* Task instructions
Say how many lines of these entries include the word "disconnected", and answer with the number alone.

══════

PR #971, opened 2018-05-10
Fix error event in recoverFromBrokerChange

thspinto:
# Issue
In ConsumerGroup refresh metadata errors weren't being correctly emitted as 'error'.

# Changes
- Creates an error when metadata refresh request returns an error.
- Fixes emit to send error event to 'error'.


hyperlink:
Published as 3.0.0

PR #977, opened 2018-05-18
Schedules reconnect if fetch isn't started on connection.

thspinto:
I found an edge case that if the consumer connects and the leader for the partition isn't available, the consumer never starts fetching.

You can replicate this problem with a 2 node cluster, and a topic with replication 1. Kill the broker with the partition for the topic, then start the consumer. This will cause the consumer to never start fetching messages.

### DIFF
--- a/lib/consumerGroup.js
+++ b/lib/consumerGroup.js
@@ -532,11 +532,11 @@ ConsumerGroup.prototype.connect = function () {
 
       logger.debug('generationId', self.generationId);
 
-      logger.debug('startFetch is', startFetch);
       if (startFetch) {
         self.clearPendingFetches();
         self.fetch();
       }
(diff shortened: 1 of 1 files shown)


hyperlink:
The consumer can also not fetch if it's not assigned any partitions. Wouldn't this change force these idle consumers to reconnect and disrupt group?

hyperlink:
My concern is if the generation id changes every consumer instance will need to go through the join and sync group flow which is expensive.

When leader isn't available is there an `brokersChanged` event from the client ? There is code to handle this case. Should verify this is working.

thspinto:
@hyperlink Your concern is correct. It does cause the group to resync. I'm going to close this PR and investigate the `brokersChanged`code.

PR #985, opened 2018-05-23
fix listGroups error handling resolves #984

### LINKED ISSUE #984: ListGroups returns errors as successful call
## Questions?

* Check the [Troubleshooting / FAQ](https://github.com/SOHU-Co/kafka-node#troubleshooting--faq) ?
* Search the [issues](https://github.com/SOHU-Co/kafka-node/issues) ?

## Bug Report
When using the `listGroups` method of `KafkaAdmin`, errors are not getting returned properly to the `error` param within the callback. According to this line, any errors that are created will just get set to the `errors` property of `groups`.
https://github.com/SOHU-Co/kafka-node/blob/1c07d7d160b0d407296d7d7bac777f2f7ba6c69f/lib/protocol/protocol.js#L1211-L1230

In the KafkaClient, it doesn't appear that there are any checks for a populated error property. As a result, I get this error on certain clusters within the `res` callback param
https://github.com/SOHU-Co/kafka-node/blob/1c07d7d160b0d407296d7d7bac777f2f7ba6c69f/lib/kafkaClient.js#L463-L466
```
Object {error: Error: ClusterAuthorizationFailed
    at createGroupError
```
Am I incorrect in assuming that this error should be passed down through the `error` param, or is this expected behavior?

### Environment

* Node version: 8.9.3
* Kafka-node version: 2.6.1
* Kafka version: 0.10.2

* Number of Brokers: 3
* Number partitions for topic: 3

```js
const client = new kafka.KafkaClient();
const admin = new kafka.Admin(client); // client must be KafkaClient
admin.listGroups((err, res) => {
  console.log('consumerGroups', res);
});
```

I cannot at this time, but if necessary I can work to include some.

I'm also glad to contribute a PR.

ahmedlafta:
Tested locally via symlinking into another project. I don't see any unit tests for `listGroups` but I can add some if you'd like.

Also, `describeGroups` will likely need the same fix which I'd be glad to submit in a separate PR.

### DIFF
--- a/lib/kafkaClient.js
+++ b/lib/kafkaClient.js
@@ -460,9 +460,7 @@ KafkaClient.prototype.getListGroups = function (callback) {
         callback(err);
         return;
       }
-      // removing {error: null} before merging
-      results = _.values(_.map(results, result => _.omitBy(result, _.isNull)));
-      results.unshift({});
+      results = _.values(results);
       callback(null, _.merge.apply({}, results));
     }
   );
--- a/lib/protocol/protocol.js
+++ b/lib/protocol/protocol.js
@@ -1204,12 +1204,14 @@ function encodeListGroups (clientId, correlationId) {
 
 function decodeListGroups (resp) {
   let groups = {};
+  let error;
+
   Binary.parse(resp)
     .word32bs('size')
     .word32bs('correlationId')
     .word16bs('errorCode')
     .tap(vars => {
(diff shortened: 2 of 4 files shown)


ahmedlafta:
@hyperlink I've added a couple basic tests. I tried avoiding writing too much logic for tests within `kafkaClient`.

PR #1011, opened 2018-06-23
Update client.js

AndyleeSharp:
when "disconnected" event emited from "node-zookeeper-client/lib/ConnectionManager.js", it already begin reconect in its internal [https://github.com/alexguan/node-zookeeper-client/blob/290e4684a1e0b6d824b9e78df00781e131db5861/lib/ConnectionManager.js#L278](url)

if reconnet here(client.js), the zookeeper  TCP Connections will increase one when zookeeper server reboot. for example, first reboot zookeeper server,the num of connection from client to zookeeper is 2; second reboot zookeeper,the num of connection is 3. the kafka connections also increase one per reboot

### DIFF
--- a/lib/client.js
+++ b/lib/client.js
@@ -113,13 +113,13 @@ Client.prototype.connect = function () {
       self.emit('error', error);
     }
   });
-  zk.once('disconnected', function () {
+/*  zk.once('disconnected', function () {
     if (!zk.closed) {
       zk.close();
       self.connect();
       self.emit('zkReconnect');
     }
-  });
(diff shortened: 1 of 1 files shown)


hyperlink:
We still need to emit a `zkReconnect` on zookeeper reconnect so the `HighLevelConsumer` can do a rebalance.

AndyleeSharp:
ok, only remove the code of "reconnet" ,remain emit zkReconnect event

hyperlink:
Published as 3.0.0

Issue #999, opened 2018-06-09
ConsumerGroup bug while removeTopics


zzswang:
## Bug Report

consumerGroup.removeTopics will run into crash.

```
/Users/zzs/Workspace/src/github.com/zzswang/watchdog/node_modules/kafka-node/lib/highLevelConsumer.js:814
  this.payloads = this.payloads.filter(function(p) {
                                ^
TypeError: Cannot read property 'filter' of undefined
    at ConsumerGroup.HighLevelConsumer.removeTopics (/Users/zzs/Workspace/src/github.com/zzswang/watchdog/node_modules/kafka-node/lib/highLevelConsumer.js:814:33)
    at /Users/zzs/Workspace/src/github.com/zzswang/watchdog/build/webpack:/src/index.js:54:25
    at process._tickCallback (internal/process/next_tick.js:150:11)
```

### Environment

* Node version: 10
* Kafka-node version: 2.6.1
* Kafka version: 0.11

### Include Sample Code to reproduce behavior

```js
          consumerGroup.removeTopics([topic], () =>
            console.log(`consumer remove topic ${topic}`)
          );
```

### guess reason

consumerGroup call HighLevelConsumer's removeTopics function, 

and in this function, need this.payloads.

it is build in HighLevelConsumer's constructor, but not in ConsumerGroup.

PR #914, opened 2018-04-05
Implement 'addTopics' Functionality in consumerGroup Module

LeiSun-1101:
This is related to https://github.com/SOHU-Co/kafka-node/issues/632

PR #1012, opened 2018-06-26
fix:ConsumerGroup bug while removeTopics

jnotnull:
fix bug: https://github.com/SOHU-Co/kafka-node/issues/999

### DIFF
--- a/lib/consumerGroup.js
+++ b/lib/consumerGroup.js
@@ -591,6 +591,15 @@ ConsumerGroup.prototype.stopHeartbeats = function () {
   this.heartbeatInterval && clearInterval(this.heartbeatInterval);
 };
 
+ConsumerGroup.prototype.removeTopics = function (topics, cb) {
+    topics = typeof topics === 'string' ? [topics] : topics;
+    this.topics = this.topics.filter(function (topic) {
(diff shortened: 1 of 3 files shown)


hyperlink:
`removeTopics` should work similarly to `addTopics` and let the coordinator know. See how PR #914 was implemented.

jnotnull:
Thanks for your comments.

lib/consumerGroup.js
```diff
@@ -660,6 +660,28 @@ ConsumerGroup.prototype.addTopics = function (topics, cb) {
...
+  topics = typeof topics === 'string' ? [topics] : topics;
+
+  async.series([
+    callback => this.client.topicExists(topics, callback),
+    callback => (this.options.autoCommit && this.generationId != null && this.memberId)
+        ? this.commit(true, callback)
+        : callback(null),
+    callback => this.leaveGroup(callback),
+    callback => {
+      this.topics = this.topics.filter(function (topic) {
```
hyperlink: use `_.difference` instead ?

jnotnull: done

hyperlink:
Published as 3.0.0 thanks again.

══════

* Written answer
3